= Dataset entries =
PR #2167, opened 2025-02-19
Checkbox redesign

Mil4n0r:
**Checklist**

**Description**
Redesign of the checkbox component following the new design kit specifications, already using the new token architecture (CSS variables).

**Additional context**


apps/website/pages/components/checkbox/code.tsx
* * *
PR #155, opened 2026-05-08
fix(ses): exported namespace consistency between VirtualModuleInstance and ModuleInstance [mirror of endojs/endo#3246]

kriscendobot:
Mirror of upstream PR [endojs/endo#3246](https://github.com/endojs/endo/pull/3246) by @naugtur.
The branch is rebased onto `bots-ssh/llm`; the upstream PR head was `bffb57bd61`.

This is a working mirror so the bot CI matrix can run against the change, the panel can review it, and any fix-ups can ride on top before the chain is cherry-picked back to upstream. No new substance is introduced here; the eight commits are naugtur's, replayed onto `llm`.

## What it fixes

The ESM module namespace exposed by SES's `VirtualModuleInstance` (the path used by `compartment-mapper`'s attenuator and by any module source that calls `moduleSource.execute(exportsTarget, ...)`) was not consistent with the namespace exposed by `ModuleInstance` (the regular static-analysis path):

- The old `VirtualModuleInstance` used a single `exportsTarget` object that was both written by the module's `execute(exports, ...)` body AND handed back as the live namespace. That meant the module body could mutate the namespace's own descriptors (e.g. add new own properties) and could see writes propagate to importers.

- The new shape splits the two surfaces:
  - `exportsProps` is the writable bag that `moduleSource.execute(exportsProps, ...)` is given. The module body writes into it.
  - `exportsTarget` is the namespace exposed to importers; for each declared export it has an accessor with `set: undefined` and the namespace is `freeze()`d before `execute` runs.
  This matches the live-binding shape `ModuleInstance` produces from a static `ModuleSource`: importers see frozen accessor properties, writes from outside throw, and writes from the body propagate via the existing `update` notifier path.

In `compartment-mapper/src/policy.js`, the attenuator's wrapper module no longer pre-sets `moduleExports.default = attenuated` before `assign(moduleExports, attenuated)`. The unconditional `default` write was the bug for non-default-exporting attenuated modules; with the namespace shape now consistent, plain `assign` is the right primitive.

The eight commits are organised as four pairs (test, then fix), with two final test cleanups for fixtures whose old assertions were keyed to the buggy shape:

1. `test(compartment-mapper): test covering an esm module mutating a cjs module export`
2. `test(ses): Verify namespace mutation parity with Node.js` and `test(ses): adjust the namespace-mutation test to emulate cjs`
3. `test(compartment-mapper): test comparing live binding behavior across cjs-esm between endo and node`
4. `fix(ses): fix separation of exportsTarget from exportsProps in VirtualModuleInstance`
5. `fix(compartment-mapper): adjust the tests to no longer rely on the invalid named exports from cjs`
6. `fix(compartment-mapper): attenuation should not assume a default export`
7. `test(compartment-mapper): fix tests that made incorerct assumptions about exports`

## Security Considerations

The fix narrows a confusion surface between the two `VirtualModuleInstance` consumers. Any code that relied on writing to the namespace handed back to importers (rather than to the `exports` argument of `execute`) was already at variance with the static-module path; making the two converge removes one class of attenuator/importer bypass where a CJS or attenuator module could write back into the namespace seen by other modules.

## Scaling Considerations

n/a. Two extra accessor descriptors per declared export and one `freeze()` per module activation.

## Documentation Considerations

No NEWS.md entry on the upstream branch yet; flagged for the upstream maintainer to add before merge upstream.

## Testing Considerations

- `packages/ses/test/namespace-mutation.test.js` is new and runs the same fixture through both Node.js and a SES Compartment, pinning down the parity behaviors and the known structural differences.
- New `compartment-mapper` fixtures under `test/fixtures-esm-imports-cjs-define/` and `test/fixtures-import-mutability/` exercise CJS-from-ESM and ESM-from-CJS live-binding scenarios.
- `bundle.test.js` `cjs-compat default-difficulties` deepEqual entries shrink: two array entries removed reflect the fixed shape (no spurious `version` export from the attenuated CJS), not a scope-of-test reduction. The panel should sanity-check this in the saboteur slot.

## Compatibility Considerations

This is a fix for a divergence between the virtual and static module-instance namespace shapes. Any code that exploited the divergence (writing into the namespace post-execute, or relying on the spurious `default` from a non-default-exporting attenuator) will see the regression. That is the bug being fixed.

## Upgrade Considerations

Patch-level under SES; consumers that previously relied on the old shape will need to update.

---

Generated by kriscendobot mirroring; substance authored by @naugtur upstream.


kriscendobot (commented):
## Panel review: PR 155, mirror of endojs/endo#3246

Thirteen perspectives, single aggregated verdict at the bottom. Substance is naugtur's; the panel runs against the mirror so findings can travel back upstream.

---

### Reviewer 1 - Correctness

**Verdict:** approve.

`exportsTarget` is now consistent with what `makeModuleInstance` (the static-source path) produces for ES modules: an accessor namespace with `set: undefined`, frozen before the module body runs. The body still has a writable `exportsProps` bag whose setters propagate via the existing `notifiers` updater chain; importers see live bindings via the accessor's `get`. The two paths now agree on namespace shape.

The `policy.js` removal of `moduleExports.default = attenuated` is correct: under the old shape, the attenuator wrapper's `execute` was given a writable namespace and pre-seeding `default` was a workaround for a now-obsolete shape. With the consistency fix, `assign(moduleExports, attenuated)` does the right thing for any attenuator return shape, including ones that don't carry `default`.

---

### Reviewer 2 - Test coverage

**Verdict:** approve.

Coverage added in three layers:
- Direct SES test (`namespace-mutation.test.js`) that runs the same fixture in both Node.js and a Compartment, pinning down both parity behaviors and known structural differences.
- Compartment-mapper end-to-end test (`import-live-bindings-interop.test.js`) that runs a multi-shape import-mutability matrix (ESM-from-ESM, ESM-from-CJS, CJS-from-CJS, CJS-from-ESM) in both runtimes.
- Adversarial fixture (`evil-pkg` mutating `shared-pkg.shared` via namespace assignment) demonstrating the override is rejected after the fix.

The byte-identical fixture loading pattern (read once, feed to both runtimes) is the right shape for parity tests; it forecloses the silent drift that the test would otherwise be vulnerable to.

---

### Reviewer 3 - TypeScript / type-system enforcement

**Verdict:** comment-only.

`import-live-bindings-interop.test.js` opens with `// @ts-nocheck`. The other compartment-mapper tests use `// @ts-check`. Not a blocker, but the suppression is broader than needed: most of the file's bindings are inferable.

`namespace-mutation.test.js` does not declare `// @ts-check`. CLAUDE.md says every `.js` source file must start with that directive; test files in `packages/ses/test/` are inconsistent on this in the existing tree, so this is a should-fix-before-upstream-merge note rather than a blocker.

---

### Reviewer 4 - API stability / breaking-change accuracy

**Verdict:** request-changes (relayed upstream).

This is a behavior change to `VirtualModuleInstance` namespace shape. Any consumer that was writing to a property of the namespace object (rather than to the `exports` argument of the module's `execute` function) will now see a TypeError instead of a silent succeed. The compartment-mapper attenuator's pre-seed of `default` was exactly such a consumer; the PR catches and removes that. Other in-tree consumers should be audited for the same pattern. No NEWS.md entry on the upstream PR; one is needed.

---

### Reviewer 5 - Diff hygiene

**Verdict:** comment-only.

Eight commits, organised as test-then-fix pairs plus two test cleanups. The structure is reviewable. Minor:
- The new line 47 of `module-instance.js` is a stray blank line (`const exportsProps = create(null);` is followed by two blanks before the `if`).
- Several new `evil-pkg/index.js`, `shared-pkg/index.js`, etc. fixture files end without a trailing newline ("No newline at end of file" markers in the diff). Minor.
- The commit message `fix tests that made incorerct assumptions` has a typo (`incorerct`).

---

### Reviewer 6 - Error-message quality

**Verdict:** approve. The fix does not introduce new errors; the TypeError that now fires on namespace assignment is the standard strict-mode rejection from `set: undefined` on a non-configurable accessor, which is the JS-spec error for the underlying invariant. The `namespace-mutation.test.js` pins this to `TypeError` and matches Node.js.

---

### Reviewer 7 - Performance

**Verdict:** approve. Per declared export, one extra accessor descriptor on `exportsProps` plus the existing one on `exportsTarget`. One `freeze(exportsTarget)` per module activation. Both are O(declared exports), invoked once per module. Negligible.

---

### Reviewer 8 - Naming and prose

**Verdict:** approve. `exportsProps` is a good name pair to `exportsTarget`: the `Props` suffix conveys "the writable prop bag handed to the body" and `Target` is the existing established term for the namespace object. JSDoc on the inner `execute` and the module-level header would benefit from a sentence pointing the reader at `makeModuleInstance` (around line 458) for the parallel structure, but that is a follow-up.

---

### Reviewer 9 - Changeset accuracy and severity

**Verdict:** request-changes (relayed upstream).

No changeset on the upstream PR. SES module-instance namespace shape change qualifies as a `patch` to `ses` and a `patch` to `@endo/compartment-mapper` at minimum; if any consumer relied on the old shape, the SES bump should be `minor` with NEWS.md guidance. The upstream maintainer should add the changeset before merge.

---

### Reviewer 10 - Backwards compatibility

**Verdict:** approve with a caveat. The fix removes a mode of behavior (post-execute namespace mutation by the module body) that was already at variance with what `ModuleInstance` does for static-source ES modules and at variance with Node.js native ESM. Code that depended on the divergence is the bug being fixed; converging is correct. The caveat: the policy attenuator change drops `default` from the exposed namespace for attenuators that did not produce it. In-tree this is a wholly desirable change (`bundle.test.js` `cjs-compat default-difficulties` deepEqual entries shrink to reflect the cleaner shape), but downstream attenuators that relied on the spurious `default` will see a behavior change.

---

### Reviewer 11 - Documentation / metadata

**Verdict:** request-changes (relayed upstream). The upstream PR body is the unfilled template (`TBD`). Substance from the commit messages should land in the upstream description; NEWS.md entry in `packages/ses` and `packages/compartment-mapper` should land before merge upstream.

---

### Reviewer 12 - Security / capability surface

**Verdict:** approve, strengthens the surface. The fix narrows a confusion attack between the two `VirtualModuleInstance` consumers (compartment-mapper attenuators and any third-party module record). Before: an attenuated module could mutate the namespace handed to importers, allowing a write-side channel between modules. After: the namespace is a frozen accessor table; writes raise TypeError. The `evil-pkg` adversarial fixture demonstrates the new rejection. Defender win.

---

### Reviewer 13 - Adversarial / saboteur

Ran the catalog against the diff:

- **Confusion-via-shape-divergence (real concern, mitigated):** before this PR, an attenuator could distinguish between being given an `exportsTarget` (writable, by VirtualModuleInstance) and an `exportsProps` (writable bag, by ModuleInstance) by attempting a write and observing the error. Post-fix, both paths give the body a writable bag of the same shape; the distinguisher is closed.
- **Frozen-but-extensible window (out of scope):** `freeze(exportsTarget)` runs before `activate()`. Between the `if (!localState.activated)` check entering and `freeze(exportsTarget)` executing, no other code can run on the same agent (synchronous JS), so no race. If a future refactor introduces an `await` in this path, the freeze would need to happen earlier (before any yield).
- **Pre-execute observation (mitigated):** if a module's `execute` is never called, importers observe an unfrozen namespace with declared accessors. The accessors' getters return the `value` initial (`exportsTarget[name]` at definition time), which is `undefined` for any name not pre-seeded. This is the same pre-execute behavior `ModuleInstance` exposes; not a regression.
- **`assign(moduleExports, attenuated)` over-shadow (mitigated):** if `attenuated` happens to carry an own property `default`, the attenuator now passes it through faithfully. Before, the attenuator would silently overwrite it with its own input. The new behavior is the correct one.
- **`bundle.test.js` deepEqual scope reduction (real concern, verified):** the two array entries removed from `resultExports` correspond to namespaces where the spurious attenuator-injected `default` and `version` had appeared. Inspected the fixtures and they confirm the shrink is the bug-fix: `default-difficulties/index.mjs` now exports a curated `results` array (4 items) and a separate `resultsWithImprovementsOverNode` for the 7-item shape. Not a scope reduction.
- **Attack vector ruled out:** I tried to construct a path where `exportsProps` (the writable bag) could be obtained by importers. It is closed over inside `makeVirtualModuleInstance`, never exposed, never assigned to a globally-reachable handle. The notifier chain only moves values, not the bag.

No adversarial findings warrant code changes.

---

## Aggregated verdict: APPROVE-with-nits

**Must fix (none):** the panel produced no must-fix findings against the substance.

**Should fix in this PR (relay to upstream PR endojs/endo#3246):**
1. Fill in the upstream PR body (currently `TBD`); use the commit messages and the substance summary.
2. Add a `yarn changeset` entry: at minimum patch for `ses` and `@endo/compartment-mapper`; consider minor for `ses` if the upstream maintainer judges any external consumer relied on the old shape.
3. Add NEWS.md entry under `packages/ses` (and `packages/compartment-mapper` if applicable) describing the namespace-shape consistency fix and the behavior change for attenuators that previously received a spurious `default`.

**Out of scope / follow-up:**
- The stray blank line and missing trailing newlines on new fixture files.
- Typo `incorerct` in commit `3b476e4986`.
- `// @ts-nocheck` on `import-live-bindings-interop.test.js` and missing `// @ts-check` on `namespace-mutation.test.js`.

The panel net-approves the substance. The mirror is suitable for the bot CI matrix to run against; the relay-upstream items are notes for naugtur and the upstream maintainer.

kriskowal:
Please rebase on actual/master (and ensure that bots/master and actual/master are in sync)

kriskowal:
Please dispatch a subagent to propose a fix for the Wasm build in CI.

= Activity =
Every line above from the line with "3. Add NEWS.md" to the line with "Please dispatch a" is wanted, ends included; write them out exactly and add no other line.

= Response =
3. Add NEWS.md entry under `packages/ses` (and `packages/compartment-mapper` if applicable) describing the namespace-shape consistency fix and the behavior change for attenuators that previously received a spurious `default`.

**Out of scope / follow-up:**
- The stray blank line and missing trailing newlines on new fixture files.
- Typo `incorerct` in commit `3b476e4986`.
- `// @ts-nocheck` on `import-live-bindings-interop.test.js` and missing `// @ts-check` on `namespace-mutation.test.js`.

The panel net-approves the substance. The mirror is suitable for the bot CI matrix to run against; the relay-upstream items are notes for naugtur and the upstream maintainer.

kriskowal:
Please rebase on actual/master (and ensure that bots/master and actual/master are in sync)

kriskowal:
Please dispatch a subagent to propose a fix for the Wasm build in CI.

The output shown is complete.